▶ _Stored data entries_:
####################

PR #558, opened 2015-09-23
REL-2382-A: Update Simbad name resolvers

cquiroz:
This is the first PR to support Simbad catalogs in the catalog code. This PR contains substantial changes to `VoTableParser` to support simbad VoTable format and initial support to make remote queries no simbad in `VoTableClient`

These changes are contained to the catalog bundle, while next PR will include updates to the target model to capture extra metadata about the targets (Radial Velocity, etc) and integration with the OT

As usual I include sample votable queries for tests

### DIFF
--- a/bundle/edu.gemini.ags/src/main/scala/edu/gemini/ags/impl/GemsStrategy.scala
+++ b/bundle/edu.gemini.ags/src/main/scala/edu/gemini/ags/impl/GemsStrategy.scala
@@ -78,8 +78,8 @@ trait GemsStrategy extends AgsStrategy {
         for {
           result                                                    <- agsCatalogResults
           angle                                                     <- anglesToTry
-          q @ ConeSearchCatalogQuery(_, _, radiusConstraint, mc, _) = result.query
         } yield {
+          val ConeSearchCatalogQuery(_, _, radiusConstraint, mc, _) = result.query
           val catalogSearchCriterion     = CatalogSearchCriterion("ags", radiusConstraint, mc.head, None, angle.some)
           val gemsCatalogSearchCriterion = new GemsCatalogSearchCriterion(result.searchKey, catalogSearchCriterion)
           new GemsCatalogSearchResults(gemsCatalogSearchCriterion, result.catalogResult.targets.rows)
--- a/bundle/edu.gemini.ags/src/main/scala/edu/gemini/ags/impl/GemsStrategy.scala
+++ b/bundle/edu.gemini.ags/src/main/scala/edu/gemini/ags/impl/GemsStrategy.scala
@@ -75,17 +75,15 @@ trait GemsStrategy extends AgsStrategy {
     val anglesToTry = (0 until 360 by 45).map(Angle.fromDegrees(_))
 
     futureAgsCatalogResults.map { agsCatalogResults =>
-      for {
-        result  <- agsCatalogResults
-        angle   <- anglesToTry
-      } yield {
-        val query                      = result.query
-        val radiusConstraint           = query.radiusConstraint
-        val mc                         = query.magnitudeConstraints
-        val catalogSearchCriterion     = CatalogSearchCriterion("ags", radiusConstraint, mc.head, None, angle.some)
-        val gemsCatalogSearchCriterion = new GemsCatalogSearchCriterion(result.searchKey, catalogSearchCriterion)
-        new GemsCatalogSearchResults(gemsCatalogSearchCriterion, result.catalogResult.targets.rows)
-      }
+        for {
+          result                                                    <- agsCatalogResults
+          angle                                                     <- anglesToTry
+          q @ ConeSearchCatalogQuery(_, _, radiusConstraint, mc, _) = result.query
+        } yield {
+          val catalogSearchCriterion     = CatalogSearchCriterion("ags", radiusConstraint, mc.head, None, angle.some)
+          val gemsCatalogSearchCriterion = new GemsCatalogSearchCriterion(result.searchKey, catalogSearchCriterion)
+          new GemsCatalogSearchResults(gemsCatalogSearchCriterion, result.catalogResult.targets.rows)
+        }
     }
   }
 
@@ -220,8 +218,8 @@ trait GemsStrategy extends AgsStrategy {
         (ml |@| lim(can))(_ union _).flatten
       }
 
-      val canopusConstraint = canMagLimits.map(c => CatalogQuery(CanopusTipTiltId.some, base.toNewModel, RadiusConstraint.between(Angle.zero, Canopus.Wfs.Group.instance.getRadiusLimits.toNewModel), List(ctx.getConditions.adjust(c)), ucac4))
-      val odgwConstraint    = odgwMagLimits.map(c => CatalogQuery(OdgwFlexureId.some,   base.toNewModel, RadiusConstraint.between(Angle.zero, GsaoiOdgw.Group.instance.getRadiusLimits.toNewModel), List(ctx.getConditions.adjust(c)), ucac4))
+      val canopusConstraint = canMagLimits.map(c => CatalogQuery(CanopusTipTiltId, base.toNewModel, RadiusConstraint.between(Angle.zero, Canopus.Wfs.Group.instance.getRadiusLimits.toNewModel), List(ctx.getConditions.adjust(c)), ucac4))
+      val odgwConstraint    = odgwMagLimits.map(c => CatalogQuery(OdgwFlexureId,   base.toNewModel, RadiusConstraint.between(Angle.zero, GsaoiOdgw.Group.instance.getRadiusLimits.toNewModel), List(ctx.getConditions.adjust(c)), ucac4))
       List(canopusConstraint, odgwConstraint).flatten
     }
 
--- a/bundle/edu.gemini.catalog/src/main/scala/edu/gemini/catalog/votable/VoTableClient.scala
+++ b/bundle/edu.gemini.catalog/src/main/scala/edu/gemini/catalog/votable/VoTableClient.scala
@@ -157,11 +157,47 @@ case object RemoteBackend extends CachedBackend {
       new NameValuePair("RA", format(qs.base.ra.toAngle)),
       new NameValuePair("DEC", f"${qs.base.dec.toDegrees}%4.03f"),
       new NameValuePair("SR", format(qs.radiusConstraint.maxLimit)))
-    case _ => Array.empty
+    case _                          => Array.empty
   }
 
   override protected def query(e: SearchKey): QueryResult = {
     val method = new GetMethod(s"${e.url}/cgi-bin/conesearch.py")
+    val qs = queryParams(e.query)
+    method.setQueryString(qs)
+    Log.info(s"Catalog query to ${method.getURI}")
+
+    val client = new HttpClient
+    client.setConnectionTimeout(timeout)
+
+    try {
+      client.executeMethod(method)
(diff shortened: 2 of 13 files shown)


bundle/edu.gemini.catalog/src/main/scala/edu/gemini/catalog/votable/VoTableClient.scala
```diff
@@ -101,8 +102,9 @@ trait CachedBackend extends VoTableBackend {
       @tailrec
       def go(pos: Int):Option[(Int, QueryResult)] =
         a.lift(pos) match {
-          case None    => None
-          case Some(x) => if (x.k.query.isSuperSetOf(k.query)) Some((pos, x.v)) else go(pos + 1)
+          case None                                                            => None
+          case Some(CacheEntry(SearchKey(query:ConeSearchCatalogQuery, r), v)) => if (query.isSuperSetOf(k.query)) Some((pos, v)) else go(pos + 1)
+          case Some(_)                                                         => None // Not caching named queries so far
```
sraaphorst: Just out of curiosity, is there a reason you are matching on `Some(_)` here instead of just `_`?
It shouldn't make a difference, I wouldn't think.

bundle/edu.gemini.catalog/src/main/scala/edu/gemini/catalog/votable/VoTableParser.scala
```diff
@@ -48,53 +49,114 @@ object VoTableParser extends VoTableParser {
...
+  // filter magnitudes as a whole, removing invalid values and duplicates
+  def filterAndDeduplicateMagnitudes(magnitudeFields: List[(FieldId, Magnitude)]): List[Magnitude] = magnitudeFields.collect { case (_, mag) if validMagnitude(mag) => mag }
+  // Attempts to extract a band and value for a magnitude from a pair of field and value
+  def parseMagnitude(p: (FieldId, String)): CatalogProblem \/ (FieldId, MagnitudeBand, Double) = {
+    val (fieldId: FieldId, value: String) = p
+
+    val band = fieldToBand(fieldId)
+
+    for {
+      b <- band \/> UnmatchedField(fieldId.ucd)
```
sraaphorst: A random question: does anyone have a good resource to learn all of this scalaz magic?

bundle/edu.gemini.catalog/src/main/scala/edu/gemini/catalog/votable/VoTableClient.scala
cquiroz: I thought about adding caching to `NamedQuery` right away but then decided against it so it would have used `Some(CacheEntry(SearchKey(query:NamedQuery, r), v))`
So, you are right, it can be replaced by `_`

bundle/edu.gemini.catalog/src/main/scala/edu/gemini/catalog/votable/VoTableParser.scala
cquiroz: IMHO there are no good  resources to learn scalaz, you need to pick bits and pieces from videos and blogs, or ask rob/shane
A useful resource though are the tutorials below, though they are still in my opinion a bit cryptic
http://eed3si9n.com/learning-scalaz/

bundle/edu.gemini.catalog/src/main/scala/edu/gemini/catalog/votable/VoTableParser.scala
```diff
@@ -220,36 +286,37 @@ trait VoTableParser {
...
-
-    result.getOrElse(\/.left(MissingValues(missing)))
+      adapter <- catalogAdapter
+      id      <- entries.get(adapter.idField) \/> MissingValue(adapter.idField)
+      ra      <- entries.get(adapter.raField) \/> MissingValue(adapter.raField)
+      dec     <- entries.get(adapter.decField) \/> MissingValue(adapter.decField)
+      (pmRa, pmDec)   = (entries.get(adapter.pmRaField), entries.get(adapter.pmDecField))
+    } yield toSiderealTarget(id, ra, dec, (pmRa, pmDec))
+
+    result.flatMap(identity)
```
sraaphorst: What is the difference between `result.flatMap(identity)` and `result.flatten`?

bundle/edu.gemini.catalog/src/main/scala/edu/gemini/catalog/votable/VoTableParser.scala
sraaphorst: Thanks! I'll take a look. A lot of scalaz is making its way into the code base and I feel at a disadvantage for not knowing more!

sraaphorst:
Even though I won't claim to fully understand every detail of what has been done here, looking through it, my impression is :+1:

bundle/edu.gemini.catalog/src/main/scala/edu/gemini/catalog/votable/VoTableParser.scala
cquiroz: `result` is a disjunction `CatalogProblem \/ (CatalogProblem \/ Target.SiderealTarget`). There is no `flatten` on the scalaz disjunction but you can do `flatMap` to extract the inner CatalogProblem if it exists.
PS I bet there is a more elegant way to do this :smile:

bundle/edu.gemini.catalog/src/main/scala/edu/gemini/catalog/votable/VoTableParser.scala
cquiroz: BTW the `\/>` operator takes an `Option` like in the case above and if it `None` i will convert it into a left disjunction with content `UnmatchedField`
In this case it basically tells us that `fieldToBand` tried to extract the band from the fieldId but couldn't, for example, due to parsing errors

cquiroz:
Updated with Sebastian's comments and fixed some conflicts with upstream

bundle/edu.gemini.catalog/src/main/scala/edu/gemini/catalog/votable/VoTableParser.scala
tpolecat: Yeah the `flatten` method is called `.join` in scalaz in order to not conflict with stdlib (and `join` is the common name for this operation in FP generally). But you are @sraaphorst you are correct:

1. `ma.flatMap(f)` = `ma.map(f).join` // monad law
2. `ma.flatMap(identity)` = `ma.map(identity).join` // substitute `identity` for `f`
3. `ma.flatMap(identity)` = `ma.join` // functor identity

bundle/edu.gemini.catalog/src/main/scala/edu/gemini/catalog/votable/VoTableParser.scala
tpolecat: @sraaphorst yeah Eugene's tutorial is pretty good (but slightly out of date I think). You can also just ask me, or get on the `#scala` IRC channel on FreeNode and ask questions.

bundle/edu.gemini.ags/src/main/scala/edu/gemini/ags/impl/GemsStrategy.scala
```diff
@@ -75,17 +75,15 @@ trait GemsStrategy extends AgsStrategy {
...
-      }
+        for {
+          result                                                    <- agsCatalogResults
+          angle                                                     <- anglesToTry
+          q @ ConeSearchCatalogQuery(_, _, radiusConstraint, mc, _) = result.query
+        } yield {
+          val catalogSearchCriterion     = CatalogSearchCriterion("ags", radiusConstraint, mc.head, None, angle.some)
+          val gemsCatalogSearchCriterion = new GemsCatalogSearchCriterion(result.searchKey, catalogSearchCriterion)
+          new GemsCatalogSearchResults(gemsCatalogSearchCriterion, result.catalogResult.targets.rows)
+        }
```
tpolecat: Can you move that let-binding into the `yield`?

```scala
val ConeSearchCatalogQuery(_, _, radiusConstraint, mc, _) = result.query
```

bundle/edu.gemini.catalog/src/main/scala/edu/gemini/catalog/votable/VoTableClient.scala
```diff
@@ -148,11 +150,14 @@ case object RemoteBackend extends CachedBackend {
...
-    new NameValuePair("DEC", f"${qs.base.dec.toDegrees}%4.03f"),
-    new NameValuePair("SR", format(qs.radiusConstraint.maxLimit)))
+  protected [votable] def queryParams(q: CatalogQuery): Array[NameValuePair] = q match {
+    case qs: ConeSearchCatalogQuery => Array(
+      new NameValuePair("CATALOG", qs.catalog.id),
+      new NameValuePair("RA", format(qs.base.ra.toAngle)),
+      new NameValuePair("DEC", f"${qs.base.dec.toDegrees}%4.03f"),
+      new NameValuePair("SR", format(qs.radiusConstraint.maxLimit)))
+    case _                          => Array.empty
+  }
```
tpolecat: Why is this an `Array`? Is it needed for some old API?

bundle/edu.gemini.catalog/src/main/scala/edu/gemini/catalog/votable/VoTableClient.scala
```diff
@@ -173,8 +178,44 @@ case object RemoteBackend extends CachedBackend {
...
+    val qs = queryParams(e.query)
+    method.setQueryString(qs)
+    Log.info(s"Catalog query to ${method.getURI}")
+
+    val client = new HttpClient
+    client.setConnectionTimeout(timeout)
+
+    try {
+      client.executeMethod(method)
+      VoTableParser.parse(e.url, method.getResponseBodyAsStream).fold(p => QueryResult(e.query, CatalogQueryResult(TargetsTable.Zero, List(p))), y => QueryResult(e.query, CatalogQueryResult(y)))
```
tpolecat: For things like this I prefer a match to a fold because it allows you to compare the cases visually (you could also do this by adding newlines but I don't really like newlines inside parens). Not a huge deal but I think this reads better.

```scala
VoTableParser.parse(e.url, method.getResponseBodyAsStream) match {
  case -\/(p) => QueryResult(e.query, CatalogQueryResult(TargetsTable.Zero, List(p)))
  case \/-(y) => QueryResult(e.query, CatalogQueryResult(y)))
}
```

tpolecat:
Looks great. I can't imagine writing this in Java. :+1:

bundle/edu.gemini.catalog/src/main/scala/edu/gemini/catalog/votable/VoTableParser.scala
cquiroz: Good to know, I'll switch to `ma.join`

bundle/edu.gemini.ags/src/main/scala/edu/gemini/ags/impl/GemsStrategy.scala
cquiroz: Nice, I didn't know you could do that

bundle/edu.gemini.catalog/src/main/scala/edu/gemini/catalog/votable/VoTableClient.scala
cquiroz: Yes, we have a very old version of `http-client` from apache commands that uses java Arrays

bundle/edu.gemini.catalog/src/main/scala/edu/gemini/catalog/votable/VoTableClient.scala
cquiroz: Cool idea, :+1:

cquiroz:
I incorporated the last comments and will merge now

####################

▶ _What you are asked to do_:
Go through the records and report each line that contains "head".

▶ _Response area_:
           val catalogSearchCriterion     = CatalogSearchCriterion("ags", radiusConstraint, mc.head, None, angle.some)
-        val catalogSearchCriterion     = CatalogSearchCriterion("ags", radiusConstraint, mc.head, None, angle.some)
+          val catalogSearchCriterion     = CatalogSearchCriterion("ags", radiusConstraint, mc.head, None, angle.some)
+          val catalogSearchCriterion     = CatalogSearchCriterion("ags", radiusConstraint, mc.head, None, angle.some)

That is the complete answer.